By Sofia | Last Updated: Apr 24, 2026

May 1st, International Workers’ Day, is historically associated with the labor movement, red flags, and the roar of the picket line. But for the queer community, “May Day” is also a reminder that the struggle for labor rights is, and always has been, the struggle for queer liberation. Today, we celebrate those who stood on the picket line with a rainbow hidden in their overalls and those who wrote the radical future we are living in now.

1937: The Birth of the Female Man—Joanna Russ

On this day in 1937, the world gained Joanna Russ, a titan of feminist and queer science fiction. Her seminal 1975 novel, The Female Man, wasn’t just a book; it was a detonation. In it, she explored the lives of four women from different parallel universes who meet and shatter the gender binary.

Russ was an out lesbian in an era where sci-fi was a “boys’ club,” and her writing provided a intellectual safe haven for generations of queer geeks.
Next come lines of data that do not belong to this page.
PR #2153, opened 2022-11-24
Fix DShot and servo mixing note

chris1seto:
Previously, the DShot notes mentioned that PWM and DShot could not be mixed on FMU outputs. In recent versions of PX4, both V5X and v6X boards support two separate blocks of DShot output, and PWM is supported on any channels which are not inside DShot enabled blocks.

### DIFF
--- a/en/peripherals/dshot.md
+++ b/en/peripherals/dshot.md
@@ -34,13 +34,11 @@ Developers might alternatively modify the [airframe AUX mixer](../dev_airframes/
 :::note
 FMUv5-based boards (e.g. Pixhawk 4 or CUAV Pixhawk V5+) support DShot only on the first four FMU pins due to hardware conflicts.
 The other pins cannot be used as motor/servo outputs.
-FMUv5x-based boards support DShot only on the first six FMU pins.
-:::
 
-:::tip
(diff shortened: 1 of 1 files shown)


en/peripherals/dshot.md
```diff
@@ -34,14 +34,12 @@ Developers might alternatively modify the [airframe AUX mixer](../dev_airframes/
 :::note
 FMUv5-based boards (e.g. Pixhawk 4 or CUAV Pixhawk V5+) support DShot only on the first four FMU pins due to hardware conflicts.
 The other pins cannot be used as motor/servo outputs.
-FMUv5x-based boards support DShot only on the first six FMU pins.
-:::
 
-:::tip
-You can't mix DShot ESCs/servos and PWM ESCs/servos on the FMU (DShot is enabled/disabled for *all* FMU pins on the port). 
+FMUv5x and FMUv6x based boards support DShot only on the a block of channels 1 to 4, and a block of channels 5 and 6.
```
bkueng, line 38: I would use 'group' instead of 'block' to be consistent with what is used elsewhere.

chris1seto: Sounds good, I will change this verbiage!

bkueng (approved):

She dismantled the patriarchy with laser-sharp prose, proving that the most radical way to change the world is to write a new one from scratch.
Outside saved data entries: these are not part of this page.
PR #2163, opened 2022-11-27
Update autotune params and test steps

chris1seto:
As per https://github.com/PX4/PX4-Autopilot/pull/20069, the autotuner module has been updated to support being enabled/disabled by an aux channel and allow RC stick inputs during autotuning. This PR is to update the docs to support the new functionality and behavior.

### DIFF
--- a/en/config/autotune.md
+++ b/en/config/autotune.md
@@ -9,7 +9,7 @@ Tuning only needs to be done once, and is recommended unless unless you're using
 Auto-tuning is performed while flying.
 The airframe must fly well enough handle moderate disturbances, and should be closely attended:
 - Test that your vehicle is [stable enough for autotuning](#pre-tuning-test).
-- Be ready to abort the autotuning process by moving the remote control sticks.
+- Be ready to abort the autotuning process by switching flight modes or toggling the aux auto-tune enable switch to the disabled position
 - Verify that the vehicle flies well after tuning.
 :::
 
@@ -51,7 +51,13 @@ It takes about 40 seconds ([between 19 and 68 seconds](#how-long-does-autotuning
 For best results, we recommend running the test in calm weather conditions.
 
 :::note
-The sequence can be aborted at any time by the operator by moving the roll/pitch stick on the RC controller.
+The auto-tuning sequence can be aborted at any time by the operator by switching flight modes.
+If an [aux switch was used](#Parameters) to enable the auto-tune sequence, the switch can be toggled back to the disabled position to instantly stop autotuning.
+:::
+
+:::note
+During auto tuning, the RC sticks can *still* be used to fly the vehicle.
+[Hold mode](../flight_modes/hold.md) is useful for keeping a fixed wing vehicle circling in one place, but any other flight mode will work as well.
 :::
 
 The test steps are:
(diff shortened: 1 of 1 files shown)


bresch:
Thanks, we should probably also add this function in the MC autotune as well

hamishwillee:
> Thanks, we should probably also add this function in the MC autotune as well

@bresch Is there a plan to do so? I will rewrite this as FW only.

en/config/autotune.md
```diff
@@ -131,6 +143,21 @@ This behaviour can be configured using the [MC_AT_APPLY](../advanced_config/para
...
+
+A remote control switch can be configured to enable/disable autotune (in any mode) using an RC AUX channel.
+
+To map a switch:
+
+1. Select an RC channel on your controller to use for the autotune enable/disable switch.
+1. Set [RC_MAP_AUX1](../advanced_config/parameter_reference.md#RC_MAP_AUX1) to match the RC channel for your switch (you can use any of `RC_MAP_AUX1` to `RC_MAP_AUX6`).
+1. Set [FW_AT_MAN_AUX](../advanced_config/parameter_reference.md#FW_AT_MAN_AUX) to the selected channel (i.e. `1: Aux 1` if you mapped `RC_MAP_AUX1`).
+
+The auto tuner will be disabled when the switch is below `0.5` (on the manual control setpoint range of of `[-1, 1]` and enabled when the switch channel is above `0.5`.
```
hamishwillee, line 156: Note, you had some info about the possible switch end points. I don't _think" that was needed, in particular because switch values are likely to vary/be configurable.

en/config/autotune.md
```diff
@@ -23,7 +24,7 @@ This test ensures that the vehicle can fly safely in position controlled modes.
 
 :::note
 During [Airframe Setup](../config/airframe.md) you should have selected the frame that most closely matches your vehicle.
-This will usually be tuned well enough to fly, and it _may_ also be sufficiently well tuned to run autotuning.
+This may fly well enough to run autotuning.
```
hamishwillee, line 27: Changed, as most airframes that people will select now are generic, so less likely good enough to fly "out of the box". Not sure what people are supposed to do in this case.

hamishwillee:
I have subedited this to:
1. My taste - now the params options has grown I've split it up a bit.
2. To make it clear the switch is only for FW.

Please review the changed version. I will push it in anyway because I think it is likely correct.

en/config/autotune.md
chris1seto: @hamishwillee Yeah this is where I need help determining what level of information is necessary to get the point across. I don't know if it's missing information that when an RC channel is mapped to an aux, it's end point is translate from 1000-2000 to [-1, 1], so the point here is that a user needs to make sure their switch has endpoints correctly configured. What do you think?

en/config/autotune.md
chris1seto: I would generally encourage people to start the bringup process with stock tunings and immediately autotune after a normal takeoff in manual mode. I know this isn't mainstream PX4 workflow, but this process has yet to fail me.

chris1seto:
@hamishwillee Your edits look good and concise, thank you much for the review and merge!

en/config/autotune.md
hamishwillee: @bresch 

- How risky would it be to advise this? I.e. use a stock tuning "generic X quad", "generic standard VTOL", configure, take off, and just run autotune without the pre-test? 
- What do you do if you can't get off the ground in the first place - i.e the stock tuning doesn't allow that? Does that mean control allocation is wrong?

@chris1seto Thanks. I suspect it does work in most cases. But then you have experience in brining up sane frames. I'm trying to mitigate risk for newbies who might not try again if their vehicle dies.

en/config/autotune.md
hamishwillee: @chris1seto I don't know what the end points refer to so I can't answer.

My thinking
- an RC switch with two switch positions will output different PWM values in each. 
- A channel has some range it can output, and the switch position values will fall between those.
  - Is this what you mean by "end points" - the range of possible values in the channel?
  - Does the channel range value vary by radio or are you saying it is always  1000-2000 us?
- If PX4 maps the range to -1 and +1 it must have some way of knowing/setting the input range?

I think you are saying that we can make the end points such that the two values actually emitted by the switch are on either side of the mapped +0.5 value.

The Labor-Queer Connection: Bayard Rustin

May Day is the perfect time to honor Bayard Rustin, the queer architect of the Civil Rights Movement. Rustin, who organized the 1963 March on Washington, was forced to remain in the shadows, constantly sidelined by the fear that his sexuality would discredit the movement.

Rustin understood that economic justice and sexual freedom were two sides of the same coin. He spent his life fighting for unions, for the marginalized, and for his right to be a Black, gay man in the public square. On May Day, we recognize that the “queer story” is also a story of the working class—the people who built the world but were told they weren’t welcome to live in it.

1990: Paris Is Burning and the Radical Gaze

While its wide release came later, the early May period of 1990 was thick with the anticipation of Jennie Livingston’s Paris Is Burning. The documentary, which captured the Harlem drag ball scene, became a global phenomenon. It brought the terms “vogueing,” “realness,” and “shade” into the suburban lexicon. It was a watershed moment for visibility, even as it sparked complex debates about race, class, and who gets to tell a community’s story. It remains required viewing for anyone who wants to understand the “adult” reality of queer survival: that joy, in the face of poverty and bigotry, is an act of defiance.

May Day reminds us that rights are not given; they are demanded. Whether it’s Joanna Russ fighting for a future where gender is a choice, or Bayard Rustin organizing the masses, the history of May 1st is the history of people refusing to accept the “natural order” of things.